(Stored entries)
PR #249, opened 2018-04-26
Create a batch update to data_maps table

pzhao5:
Have a better way to convert a struct{} data with db tag into string format for update a table

### DIFF
--- a/utils/db_utils.go
+++ b/utils/db_utils.go
@@ -14,14 +14,19 @@ import (
 
 type ValueT interface{}
 
+// Interface for DB Update operation.
 type dbUpdateOperation interface {
+	// Get columns in string format and separated by ", "
 	GetColumns() string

### EXERCISE PROMPT
For every line above that includes the word "string", return the line.

### SOLUTION TO THE PROBLEM
Have a better way to convert a struct{} data with db tag into string format for update a table
+	// Get columns in string format and separated by ", "
 	GetColumns() string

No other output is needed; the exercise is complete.